Resistivity is a fundamental property of materials that quantifies how strongly a material opposes the flow of electric current. It is denoted by the Greek letter \( \rho \) and is measured in ohm-meters (\( \Omega \cdot \text{m} \)). The resistivity of a wire determines how much resistance it will have overall, influencing the wire's ability to conduct electricity effectively.

To calculate resistance, we use the formula \( R = \frac{\rho \cdot L}{A} \), where \( R \) is resistance, \( L \) is the length of the wire, and \( A \) is its cross-sectional area. The resistivity is material-specific; for instance, copper has a low resistivity of \( 1.68 \times 10^{-8} \Omega \cdot \text{m} \), making it an excellent conductor.

This concept helps in designing electrical circuits because selecting materials with appropriate resistivity can efficiently manage the current flow and energy losses.

Current density, represented by \( J \), is a measure of the electric current (\( I \)) flowing per unit area \( A \) across a surface. It is expressed in amperes per square meter (\( \text{A/m}^2\)). Understanding current density is essential in assessing how current is distributed across the wire's cross-section.

We calculate current density using the formula \( J = \frac{I}{A} \). Where \( I \) is the total current flowing through the conductor and \( A \) is its cross-sectional area. In our exercise, the calculated current density was \( 2.17 \times 10^6 \text{ A/m}^2 \), showing that a significant amount of current flows through a small area.
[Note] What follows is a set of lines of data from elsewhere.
PR #17412, opened 2015-05-07
=act #16969 Props.create must not check STATIC flag

### LINKED ISSUE #16969: Props.create must not check for STATIC flag
The presence of this flag for anonymous classes inside static methods was a [bug](http://bugs.java.com/bugdatabase/view_bug.do?bug_id=8034044) that will be fixed.

Proposal from Steve Ramage on the mailing list: «a better check would be is to look at the getDeclaredConstructors and see if there is an implicit constructor that matches the arguments provided, if it was static then it should exist, otherwise it will have an implicit argument for the outer class.»

ktoso:
Resolves https://github.com/akka/akka/issues/16969

### DIFF
--- a/akka-actor-tests/src/test/java/akka/actor/ActorCreationTest.java
+++ b/akka-actor-tests/src/test/java/akka/actor/ActorCreationTest.java
@@ -5,49 +5,38 @@
 package akka.actor;
 
 import static org.junit.Assert.*;
+
+import akka.testkit.TestActors;
 import org.junit.Test;
 
 import akka.japi.Creator;
 
 public class ActorCreationTest {
 
-  @Test
-  public void testWrongCreator() {
-    try {
-      Props.create(new Creator<Actor>() {
-        @Override
-        public Actor create() throws Exception {
-          return null;
-        }
-      });
-      assert false;
-    } catch(IllegalArgumentException e) {
-      assertEquals("cannot use non-static local Creator to create actors; make it static (e.g. local to a static method) or top-level", e.getMessage());
-    }
-  }
-  
   static class C implements Creator<UntypedActor> {
     @Override
     public UntypedActor create() throws Exception {
       return null;
     }
   }
-  
+
   static class D<T> implements Creator<T> {
     @Override
     public T create() {
       return null;
     }
   }
-  
+
   static class E<T extends UntypedActor> implements Creator<T> {
     @Override
     public T create() {
       return null;
     }
   }
-  
-  static interface I<T> extends Creator<UntypedActor> {}
+
+  static interface I<T> extends Creator<UntypedActor> {
+  }
+
   static class F implements I<Object> {
     @Override
     public UntypedActor create() {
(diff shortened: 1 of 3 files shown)


akka-actor-tests/src/test/java/akka/actor/ActorCreationTest.java
```diff
@@ -117,5 +141,25 @@ public void testRejectAbstractActorClass() {
       assertEquals(String.format("Actor class [%s] must not be abstract", H.class.getName()), e.getMessage());
     }
   }
-  
+
+  private static Creator<UntypedActor> createAnonymousCreatorInStaticMethod() {
+    return new Creator<UntypedActor>() {
+      @Override
```
ktoso: This is the weird case - this anonymous class would be marked as `static` because it's inside a static method, which violates: `An anonymous class is always an inner class (8.1.3); it is never static (8.1.1, 8.5.1).`

http://bugs.java.com/bugdatabase/view_bug.do?bug_id=8034044

ktoso:
When you'll have time, can you sanity check this please @rkuhn ?

akka-actor-tests/src/test/java/akka/actor/ActorCreationTest.java
```diff
@@ -117,5 +141,25 @@ public void testRejectAbstractActorClass() {
...
+      public UntypedActor create() throws Exception {
+        return null;
+      }
+    };
+  }
+
+  @Test
+  public void testWrongAnonymousClassCreatedInStaticMethodCreator() {
+    final Creator<UntypedActor> thisIsNotStatic = createAnonymousCreatorInStaticMethod();
```
rkuhn: Why would we want to forbid this usage? The point of the check is to tell people that it is not okay to implicitly capture the outer class reference, but there is no such reference in play here. The intention of the ticket was to allow this case after the quoted bug was fixed (which removed the erroneous static flag that made it work previously).

ktoso: I don't know why but I understood the inversed case from the ticket somehow. Will fix.

ktoso:
Reimplemented by looking at matching constructors.

ktoso:
w8, found a mistake..

ktoso:
Ok, current impl does what we need it to I believe. Checked perf as well, the checks take less than 0.2 μs in benchmarks (various classes), so should be ok, even though we fail the check via exceptions.

akka-actor/src/main/scala/akka/actor/Props.scala
```diff
@@ -130,6 +131,21 @@ object Props {
...
+  private final def isNotClosingOverEnclosingClass(clazz: Class[_]): Boolean = {
+    def findMatchingConstructor(argTypes: Array[Class[_]]): Boolean =
+      try { val c = clazz.getConstructor(argTypes: _*); true }
+      catch { case ex: NoSuchMethodException ⇒ false }
+    def findMatchingDeclaredConstructor(argTypes: Array[Class[_]]): Boolean =
+      try { val c = clazz.getDeclaredConstructor(argTypes: _*); true }
+      catch { case ex: NoSuchMethodException ⇒ false }
+
+    //noinspection EmptyCheck
+    def defaultEmptyConstructor = clazz.getConstructors.length == 0 && findMatchingDeclaredConstructor(Array.empty)
```
rkuhn: according to the docs `length == 0` only if the class does not have public constructors, which means that this check will never be true

rkuhn: ah, no, I overlooked that important detail …

akka-actor/src/main/scala/akka/actor/Props.scala
```diff
@@ -130,6 +131,21 @@ object Props {
...
+    def matchingConstructor = clazz.getDeclaredConstructors.exists { c ⇒ findMatchingConstructor(c.getParameterTypes) }
```
rkuhn: but here I’m pretty certain that the check does nothing: for every constructor there obviously will be a matching constructor with the same argument list

ktoso: There is a slight twist to it here: For a `declared constructor`, we look for a `constructor`.
See here what happens for an anonymous class (dcs = declared constructors, cs = constructors):

```
Props.create(new C() {});
dcs = List(List(akka.actor.ActorCreationTest))
cs  = List()

      final Creator<UntypedActor> anonymousCreatorFromStaticMethod = new P("hello") {
        // captures enclosing class
      };

dcs = List(List(akka.actor.ActorCreationTest, java.lang.String))
cs  = List()
```

rkuhn: My point was that this check can be replace with `clazz.getConstructors.length > 0` AFAICS.

rkuhn:
@akka/akka-team more reviews?

rkuhn:
LGTM apart from that one remaining question.

akka-actor/src/main/scala/akka/actor/Props.scala
patriknw: wow, what is the performance impact of doing all these checks?

ktoso: Hm... I thought I posted a benchmark together with this PR, seems not or it was lost in a commit-line comment maybe. I remember it not being significant (entire method taking 0.2 micros), but I'll check again - esp. with validating Rolands latest hint

drewhk:
@ktoso, ping?

ktoso:
I discovered that junit tests are not running on the HEAD here... Need to solve this first.

patriknw:
@ktoso what is the status here? now or later?

ktoso:
Later; I'm not sure if I got the semantics right. Can fit it in for next week I think

patriknw:
good

drewhk:
Can we close this to not pollute the open PRs space?

ktoso:
Yeah, let's close; meant to come back to it but it's not happening recently. Closing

High current density can lead to heating and damage in conductive materials if not managed correctly, making it a critical factor in circuit design.

The electric field \( E \) within a conductor is a vector quantity that describes the force per unit charge exerted on charged particles. It is expressed in volts per meter (\( \text{V/m} \)). The electric field is responsible for driving the flow of electrons, and thus the current, through a conductor.

In our exercise, the electric field is calculated using the formula \( E = \frac{V}{L} \), where \( V \) is the potential difference applied across the conductor, and \( L \) is the length of the conductor. The resulting electric field in this example is \( 0.0364 \text{ V/m} \), indicating how strongly the electrons are being pushed through the wire.

An understanding of electric fields is crucial for analyzing how voltage influences current flow in different materials and geometries.

Thermal energy in electrical circuits refers to the energy dissipated as heat due to the resistance that the electrons experience as they move through a conductor. This is commonly known as Joule heating and is quantified by the power formula \( P = I^2 R \), where \( P \) is the power (rate of energy dissipation), \( I \) is the current, and \( R \) is the resistance.

In our problem, this calculation reveals that the wire dissipates energy at a rate of \( 2.11 \text{ W} \). This energy appears as heat in the wire, which could lead to a temperature increase,
highlighting the importance of managing thermal effects in practical applications, such as preventing overheating in electrical components.

Understanding how thermal energy is generated helps in designing cooling systems and selecting suitable materials to enhance the safety and longevity of electrical systems.